Nota a Tar Calabria – Catanzaro, Sentenza 25 maggio 2009, n. 511
Quando la stazione appaltante può decidere di non procedere all’aggiudicazione di una gara?

A tale quesito ha fornito una risposta il T.A.R. della Calabria – Catanzaro – con la pronuncia del 25 maggio 2009 n. 511, assumendo la fondatezza del ricorso formulato per avversare il provvedimento di diniego di aggiudicazione di una gara.

1. Il caso

Nel caso sottoposto al vaglio del Giudice Amministrativo una società partecipava ad una procedura negoziata indetta dalla stazione appaltante per l’aggiudicazione, con il criterio del prezzo più basso, della fornitura di gasolio. Successivamente, la stessa società – unica offerente - riceveva da parte della stazione appaltante comunicazione di diniego di aggiudicazione dell’appalto, per asserita non convenienza dell’offerta. La società, pertanto, impugnava l’atto di annullamento della gara innanzi al TAR, proponendo anche il risarcimento dei danni per equivalente. Il T.A.R. adito accoglieva il ricorso, disponendo l’annullamento del provvedimento di non aggiudicazione dell’appalto per la fornitura di gasolio nonché la condanna della stazione appaltante al risarcimento dei danni.

2. Le questioni rilevanti

Molteplici le questioni problematiche sulle quali si sofferma il giudice calabrese.

La prima riguarda i limiti al potere di non procedere ad aggiudicazione; la seconda attiene all’individuazione della responsabilità in capo alla stazione appaltante; l’ultima riguarda le voci di danno risarcibili.

2.1 I limiti al potere di non procedere all’aggiudicazione

Quanto alla prima questione, il TAR Calabria prende le mosse dall’art. 81 comma 3 del Codice de Lise, il quale conferisce alla stazione appaltante il potere di non procedere ad aggiudicazione allorché nessuna offerta risulti conveniente o idonea in relazione all’oggetto del contratto.

Tuttavia, la norma non specifica i parametri in base ai quali valutare la non convenienza o inidoneità dell’offerta. Né la lettura dell’art. 89 commi 1 e 2 del Codice sopra richiamato risolve il problema del Collegio.

La soluzione al problema si rinviene nel criterio di scelta del contraente. Difatti, il criterio del prezzo più basso, individuando la migliore offerta in quella del concorrente che propone il prezzo minore, non lascia margini di manovra all’amministrazione ai fini dell’espressione del giudizio di non convenienza o di inidoneità delle offerte.

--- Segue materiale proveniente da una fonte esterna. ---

PR #1094, opened 2022-03-28
import/Make.defs: Add wildcard for LIBM and LIBGCC

xiaoxiang781216:
## Summary
https://github.com/apache/incubator-nuttx/pull/5864

## Impact
Minor

### DIFF
--- a/import/Make.defs
+++ b/import/Make.defs
@@ -71,7 +71,7 @@ ifeq ($(CONFIG_BUILD_KERNEL),y)
     LDLIBS += -lxx
   endif
 ifneq ($(CONFIG_LIBM),y)
-  LIBM = ${shell "$(CC)" $(ARCHCPUFLAGS) --print-file-name=libm.a}
+  LIBM = ${wildcard ${shell $(CC) $(ARCHCPUFLAGS) --print-file-name=libm.a}}
 ifneq ($(LIBM),".")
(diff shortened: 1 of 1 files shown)


import/Make.defs
```diff
@@ -71,7 +71,7 @@ ifeq ($(CONFIG_BUILD_KERNEL),y)
     LDLIBS += -lxx
   endif
 ifneq ($(CONFIG_LIBM),y)
-  LIBM = ${shell "$(CC)" $(ARCHCPUFLAGS) --print-file-name=libm.a}
+  LIBM = ${wildcard ${shell $(CC) $(ARCHCPUFLAGS) --print-file-name=libm.a}}
```
pkarashchenko, line 74: I've reexamined the case and think that this changes are not required. But instead we probably need to rework build logic not to use `LDLIBPATH` and `LDLIBS` logic for compiler libraries , but use `EXTRA_LIBS` instead.

I will try to apply the change, but most probably next week.

pkarashchenko: @xiaoxiang781216 let's close this PR. When I was writing comment in https://github.com/apache/incubator-nuttx/pull/5864 I was not sure if changes in apps are needed or not, but now I see that they are not needed.

xiaoxiang781216: Sure.

PR #1100, opened 2022-03-28
rexec: correct af type from int to sa_family_t

GUIDINGLI:
## Summary

rexec: correct af type from int to sa_family_t

## Impact
rexec

## Testing
VELA

### DIFF
--- a/netutils/rexec/rexec.c
+++ b/netutils/rexec/rexec.c
@@ -22,6 +22,7 @@
  * Included Files
  ****************************************************************************/
 
+#include <sys/types.h>
 #include <getopt.h>
 #include <netdb.h>
 #include <stdio.h>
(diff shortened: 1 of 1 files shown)


pkarashchenko (approved):

netutils/rexec/rexec.c
```diff
@@ -45,8 +46,8 @@ struct rexec_arg_s
   FAR const char *command;
   FAR const char *user;
   FAR char *host;
+  sa_family_t af;
```
pkarashchenko, line 49: why the position in the structure is changed?

pkarashchenko (approved):

netutils/rexec/rexec.c
xiaoxiang781216: Make it sort by length?

PR #1107, opened 2022-03-29
system/libuv: Support specify stack size for worker thread

no1wudi:
## Summary
Add a new option to configure stack size of worker thread in thread pool
## Impact
libuv only
## Testing
VELA


system/libuv/0001-libuv-port-for-nuttx.patch
```diff
@@ -169,7 +169,24 @@ index 869ae95f..8fabeba5 100644
  }
  
  
-@@ -212,7 +217,7 @@ static void init_threads(void) {
+@@ -188,6 +193,16 @@ static void init_threads(void) {
+   const char* val;
+   uv_sem_t sem;
+ 
++  const uv_thread_options_t params = {
++#ifdef DEF_THREADPOOL_STACKSIZE
```
pkarashchenko, line 177: Seems like `DEF_THREADPOOL_STACKSIZE` is always defined, so why do we need to have `ifdef` here?

no1wudi: It's defined on NuttX but not on all other platforms

pkarashchenko: yes, but this patch is to build the code with NuttX and not with other platforms :)
Anyway it is minor, so we can leave it as is.

xiaoxiang781216: We need ensure the same code still can built on other platform and with the result. And we plan to upstream the change to libuv community, so it's important to make the change as general as possible.

system/libuv/0001-libuv-port-for-nuttx.patch
```diff
@@ -169,7 +169,24 @@ index 869ae95f..8fabeba5 100644
...
++    UV_THREAD_HAS_STACK_SIZE,
++    CONFIG_LIBUV_THREAD_STACKSIZE
```
pkarashchenko, line 179: @xiaoxiang781216 following the comment above let's apply this change then
```suggestion
+    DEF_THREADPOOL_STACKSIZE
```

xiaoxiang781216 (approved):

PR #1108, opened 2022-03-29
quickjs: fix compile warning

Gary-Hobson:
## Summary
optind is a global variable in getopt.h (a macro defined in stdlib.h in nuttx).
Here it is used as a variable, not a variable of getopt


pkarashchenko:
I just briefly searched in the code and see that `optind++;` is used in many places. Taking into account that `#define optind                           (*(getoptindp()))` this becomes a useless and all the code that is relying on `optind` after `optind++` is executed wrongly.

xiaoxiang781216:
> I just briefly searched in the code and see that `optind++;` is used in many places. Taking into account that `#define optind (*(getoptindp()))` this becomes a useless and all the code that is relying on `optind` after `optind++` is executed wrongly.

`optind++` is good usage to access the argument after option. The problem here is that quickjs parse the argument by self and doesn't use getopt at all, but the local variable definition conflict with optind unintentionally.

xiaoxiang781216:
@Gary-Hobson please fix this warning:
```
Error: /home/runner/work/incubator-nuttx-apps/incubator-nuttx-apps/apps/interpreters/quickjs/qjsmini.c:393:10: error: Multiple data definitions
```

pkarashchenko:
> > I just briefly searched in the code and see that `optind++;` is used in many places. Taking into account that `#define optind (*(getoptindp()))` this becomes a useless and all the code that is relying on `optind` after `optind++` is executed wrongly.
> 
> `optind++` is good usage to access the argument after option. The problem here is that quickjs parse the argument by self and doesn't use getopt at all, but the local variable definition conflict with optind unintentionally.

@xiaoxiang781216 I'm talking not about the problem here. The author solves it by renaming of a variable.
The case is that in Linux (https://linux.die.net/man/3/optind) the `optind` is `int optind` and referenced via `extern int optind`, but in NuttX it is `FAR int *getoptindp(void);  /* Index into argv */` and `#define optind (*(getoptindp()))` so `optind++;` does not increment the index holder.
Please try to run a small example locally
```
#include <stdio.h>

#define optind (*(getoptindp()))

int *getoptindp(void)
{
    static int a;
    return &a;
}

int main()
{
    printf("Test: %d, %d", optind++, optind);

    return 0;
}
```
and you will see that zero is printed two times.

pkarashchenko:
I'm just saying that this PR highlights places in `boards/arm/lpc31xx/ea3131/tools/lpchdr.c`, `boards/arm/lpc31xx/ea3152/tools/lpchdr.c`, `boards/arm/lpc31xx/olimex-lpc-h3131/tools/lpchdr.c` and `optind++;` is not usable in NuttX environment.

xiaoxiang781216:
> > > I just briefly searched in the code and see that `optind++;` is used in many places. Taking into account that `#define optind (*(getoptindp()))` this becomes a useless and all the code that is relying on `optind` after `optind++` is executed wrongly.
> > 
> > 
> > `optind++` is good usage to access the argument after option. The problem here is that quickjs parse the argument by self and doesn't use getopt at all, but the local variable definition conflict with optind unintentionally.
> 
> @xiaoxiang781216 I'm talking not about the problem here. The author solves it by renaming of a variable. The case is that in Linux (https://linux.die.net/man/3/optind) the `optind` is `int optind` and referenced via `extern int optind`, but in NuttX it is `FAR int *getoptindp(void); /* Index into argv */` and `#define optind (*(getoptindp()))` so `optind++;` does not increment the index holder. Please try to run a small example locally
> 
> ```
> #include <stdio.h>
> 
> #define optind (*(getoptindp()))
> 
> int *getoptindp(void)
> {
>     static int a;
>     return &a;
> }
> 
> int main()
> {
>     printf("Test: %d, %d", optind++, optind);
> 
>     return 0;
> }
> ```
> 
> and you will see that zero is printed two times.

But your test isn't good since compiler may evaluate the last argument first(compiler can evaluate the expression in any order).  I change your printf to this:
```
printf("Test: %d, %d\n", optind++, optind++);
```
The output show that the last argument evaluate first:
```
Test: 1, 0
```
But of course, it may change in your environment since the spec say this is an undefined behavior and anything could happen.

pkarashchenko:
> > > > I just briefly searched in the code and see that `optind++;` is used in many places. Taking into account that `#define optind (*(getoptindp()))` this becomes a useless and all the code that is relying on `optind` after `optind++` is executed wrongly.
> > > 
> > > 
> > > `optind++` is good usage to access the argument after option. The problem here is that quickjs parse the argument by self and doesn't use getopt at all, but the local variable definition conflict with optind unintentionally.
> > 
> > 
> > @xiaoxiang781216 I'm talking not about the problem here. The author solves it by renaming of a variable. The case is that in Linux (https://linux.die.net/man/3/optind) the `optind` is `int optind` and referenced via `extern int optind`, but in NuttX it is `FAR int *getoptindp(void); /* Index into argv */` and `#define optind (*(getoptindp()))` so `optind++;` does not increment the index holder. Please try to run a small example locally
> > ```
> > #include <stdio.h>
> > 
> > #define optind (*(getoptindp()))
> > 
> > int *getoptindp(void)
> > {
> >     static int a;
> >     return &a;
> > }
> > 
> > int main()
> > {
> >     printf("Test: %d, %d", optind++, optind);
> > 
> >     return 0;
> > }
> > ```
> > 
> > 
> >     
> >       
> >     
> > 
> >       
> >     
> > 
> >     
> >   
> > and you will see that zero is printed two times.
> 
> But your test isn't good since compiler may evaluate the last argument first(compiler can evaluate the expression in any order). I change your printf to this:
> 
> ```
> printf("Test: %d, %d\n", optind++, optind++);
> ```
> 
> The output show that the last argument evaluate first:
> 
> ```
> Test: 1, 0
> ```
> 
> But of course, it may change in your environment since the spec say this is an undefined behavior and anything could happen.

Sorry I completely messed the things with pointer. Probably need to have a good rest.

pkarashchenko (approved):

xiaoxiang781216:
> Sorry I completely messed the things with pointer. Probably need to have a good rest.

I think so, look like you work harder than me:).

xiaoxiang781216 (approved):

In applicazione di siffatte coordinate, il Tribunale Amministrativo evidenzia che un’offerta in ribasso rispetto al prezzo a base di gara – come nel caso in esame – non può che ritenersi conveniente, perché senza dubbio in linea con i prezzi di mercato.

Tuttavia - precisa il Collegio - l’amministrazione può esercitare la facoltà di non aggiudicare soltanto in presenza di situazioni eccezionali e previa puntuale motivazione. A titolo esemplificativo il Giudice amministrativo richiama le ipotesi di fluttuazioni di mercato, idonee a giustificare un provvedimento di diniego dell’aggiudicazione.

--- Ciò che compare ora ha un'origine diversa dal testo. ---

PR #1112, opened 2022-03-30
testing/mm: add heap boundary realloc test.

CV-Bowen:
## Summary
Add the heap boundary realloc test.

When CONFIG_MM_SMALL enable and CONFIG_DEBUG_MM disable, **SIZEOF_MM_ALLOCNODE = 4, MM_MIN_CHUNK = 16, SIZEOF_MM_FRENODE = 12**.

image
In above figure, **HEAP_SIZE** is not aligned with **MM_MIN_CHUNK** (because **(2 * SIZEOF_MM_ALLOCNODE) != MM_MIN_CHUNK)**), nodeA is a malloced memory node, nodeB is a free memory node and adjacent to heap end node. In this situation, realloc the nodeA may lead the remain size be **(MM_MIN_CHUNK - 2 * SIZEOF_MM_ALLOCNODE) = 8**, which is not large enough to hold a free node, so software will assert fail at mm_heap/mm_realloc.c line: 319.

Related PR: https://github.com/apache/incubator-nuttx/pull/5906

@masayuki2009

## Testing
Test with nucleo-144 stm32f746zg

### DIFF
--- a/testing/mm/Makefile
+++ b/testing/mm/Makefile
@@ -29,4 +29,6 @@ MODULE    = $(CONFIG_TESTING_MM)
 
 MAINSRC = mm_main.c
 
+CFLAGS += -I$(TOPDIR)/mm/mm_heap
+
 include $(APPDIR)/Application.mk
--- a/testing/mm/mm_main.c
+++ b/testing/mm/mm_main.c
@@ -26,6 +26,12 @@
 #include <stdlib.h>
 #include <malloc.h>
 #include <string.h>
+#include <queue.h>
+#include <assert.h>
+
+/* Include nuttx/mm/mm_heap/mm.h */
+
+#include <mm.h>
 
 /****************************************************************************
  * Pre-processor Definitions
@@ -36,20 +42,6 @@
 /* #define STOP_ON_ERRORS do {} while (0) */
 
 #define STOP_ON_ERRORS exit(1)
-
-/* All other definitions derive from these two */
-
-#define MM_MIN_SHIFT      4  /* 16 bytes */
-#define MM_MIN_CHUNK     (1 << MM_MIN_SHIFT)
-#define MM_GRAN_MASK     (MM_MIN_CHUNK - 1)
-#define MM_ALIGN_UP(a)   (((a) + MM_GRAN_MASK) & ~MM_GRAN_MASK)
-#define MM_ALIGN_DOWN(a) ((a) & ~MM_GRAN_MASK)
-
-#ifdef CONFIG_SMALL_MEMORY
-# define SIZEOF_MM_ALLOCNODE   4
-#else
-# define SIZEOF_MM_ALLOCNODE   8
-#endif
 
 /****************************************************************************
  * Private Data
@@ -105,6 +97,8 @@ static const int g_alignment[NTEST_ALLOCS / 2] =
 
 static FAR void       *g_allocs[NTEST_ALLOCS];
 static struct mallinfo g_alloc_info;
+
+static dq_queue_t g_realloc_queue;
 
 /****************************************************************************
  * Private Functions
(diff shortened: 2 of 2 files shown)


pkarashchenko (approved):

masayuki2009:
@CV-Bowen 

How long does it take to finish the testing on the sabre-6quad:smp (1GB RAM configuration)?

CV-Bowen:
@masayuki2009 , sorry, i didn't consider the big memory condition. I will find a better solution.

CV-Bowen:
@masayuki2009 After thinking for a while, i think this question should not avoid by test, because this is clearly a design mistake in memory manager. Maybe adding a DEBUGASSERT in mm_initailize() is more efficient. What about your opinion?

CV-Bowen:
@masayuki2009 @pkarashchenko I found an memory leak question when working on this, please have a look. https://github.com/apache/incubator-nuttx-apps/pull/1113

xiaoxiang781216:
@masayuki2009 the change ensure the heap memory align with MM_MIN_CHUNK, which is a core heap manager assumption. Why this issue isn't reported before? Because the default config(CONFIG_MM_SMALL=n), 2 * SIZEOF_MM_ALLOCNODE(2 * 8)(start + end node) just equals MM_MIN_CHUNK(16). But once CONFIG_MM_SMALL is enabled, 2 * SIZEOF_MM_ALLOCNODE become 2 * 4(8).

masayuki2009:
@xiaoxiang781216 

>@masayuki2009 the change ensure the heap memory align with MM_MIN_CHUNK, which is a core heap manager assumption. Why this issue isn't reported before? Because the default config(CONFIG_MM_SMALL=n), 2 * SIZEOF_MM_ALLOCNODE(2 * 8)(start + end node) just equals MM_MIN_CHUNK(16). But once CONFIG_MM_SMALL is enabled, 2 * SIZEOF_MM_ALLOCNODE become 2 * 4(8).

So if the https://github.com/apache/incubator-nuttx/pull/5906 is not merged, the issue only happens with `CONFIG_MM_SMALL=y` configuration, right?

masayuki2009:
>@masayuki2009 , sorry, i didn't consider the big memory condition. I will find a better solution.

If the issue only happens `CONFIG_MM_SMALL=y`, how about enabling the new test case for it?

xiaoxiang781216:
> @xiaoxiang781216
> 
> > @masayuki2009 the change ensure the heap memory align with MM_MIN_CHUNK, which is a core heap manager assumption. Why this issue isn't reported before? Because the default config(CONFIG_MM_SMALL=n), 2 * SIZEOF_MM_ALLOCNODE(2 * 8)(start + end node) just equals MM_MIN_CHUNK(16). But once CONFIG_MM_SMALL is enabled, 2 * SIZEOF_MM_ALLOCNODE become 2 * 4(8).
> 
> So if the [apache/incubator-nuttx#5906](https://github.com/apache/incubator-nuttx/pull/5906) is not merged, the issue only happens with `CONFIG_MM_SMALL=y` configuration, right?

Yes, or CONFIG_DEBUG_MM==y since both option change mm_allocnode_s layout and then may make the assumption fail.

masayuki2009:
>Yes, or CONFIG_DEBUG_MM==y since both option change mm_allocnode_s layout and then may make the assumption fail.

@xiaoxiang781216 @CV-Bowen 
OK, so the test case should consider the option as well which means that the new test case would run with large heap memory.

CV-Bowen:
@masayuki2009 I have completed a initial version, if you want to recurrent the question with config sabre-6quad:smp, please enable the CONFIG_MM_DEBUG.

CV-Bowen:
I think redefine the marcos that have defined in nuttx/mm/mm_heap/mm.h is not a good method, but i don't find a good solution. Do you have some advices? @masayuki2009 @xiaoxiang781216

CV-Bowen:
@xiaoxiang781216 Done.

xiaoxiang781216 (approved):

Nel caso in esame, il Collegio esclude la sussistenza delle ragioni volte a fondare la legittimità della determinazione di non aggiudicazione. Difatti - si legge nella sentenza - il provvedimento appare adottato in funzione di una generica valutazione di non convenienza dell’offerta.

Simili considerazioni, in definitiva, consentono al Giudice Amministrativo di concludere per l’annullamento della determinazione adottata dalla stazione appaltante.

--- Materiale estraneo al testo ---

PR #1113, opened 2022-03-30
testing/mm: repair the memory leak question when realloc failed.

CV-Bowen:
## Summary
Repair the memory leak question when realloc failed.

2.2 La responsabilità della stazione appaltante.

Dato atto della illegittimità della condotta tenuta dalla stazione appaltante, il TAR si interroga in ordine alla sussistenza di un’eventuale responsabilità della stessa.

Sul punto i giudici osservano che il danno patrimoniale dedotto risulta prodotto in lesione di un interesse legittimo di tipo pretensivo che sottende un interesse meritevole di tutela. Tale rilievo e l’accertata illegittimità del provvedimento di non aggiudicazione - ad avviso del Collegio – valgono a qualificare in termini di ingiustizia il danno patrimoniale dedotto.

Proseguendo nella disamina del caso concreto, i giudici passano a verificare la sussistenza dei diversi elementi costitutivi della responsabilità della p.a. previsti dalla norma sulla struttura dell’illecito aquiliano, qual è l’art. 2043 c.c., in particolare soffermandosi sull’elemento soggettivo.

I giudici amministrativi ravvisano un atteggiamento colposo dell’Amministrazione appaltante per violazione delle regole di diligenza, imparzialità e trasparenza di cui all’art. 97 Cost., alle quali deve costantemente ispirarsi l’azione amministrativa. Di esse il danneggiato ha l’onere di fornire dimostrazione mediante l’allegazione degli elementi indiziari. A fronte della presunzione introdotta dal privato, spetta all’amministrazione dimostrare che è incorsa in un errore scusabile, configurabile “sulla base dell’impostazione propria della giurisprudenza comunitaria, che, nell’assegnare valenza decisiva alla gravità della violazione, utilizza parametri quali il grado di chiarezza della norma violata, la presenza di una giurisprudenza consolidata sulla questione, la novità di essa, riconoscendo portata esimente all’errore di diritto” (Consiglio di Stato n. 4010/2007).

Osservano, invero, i giudici del TAR Calabria che l’Amministrazione non ha dimostrato che si è trattato di un errore scusabile. La stessa ha, invece, violato norme giuridiche e previsioni della lettera di invito suscettibili di un’interpretazione assolutamente univoca.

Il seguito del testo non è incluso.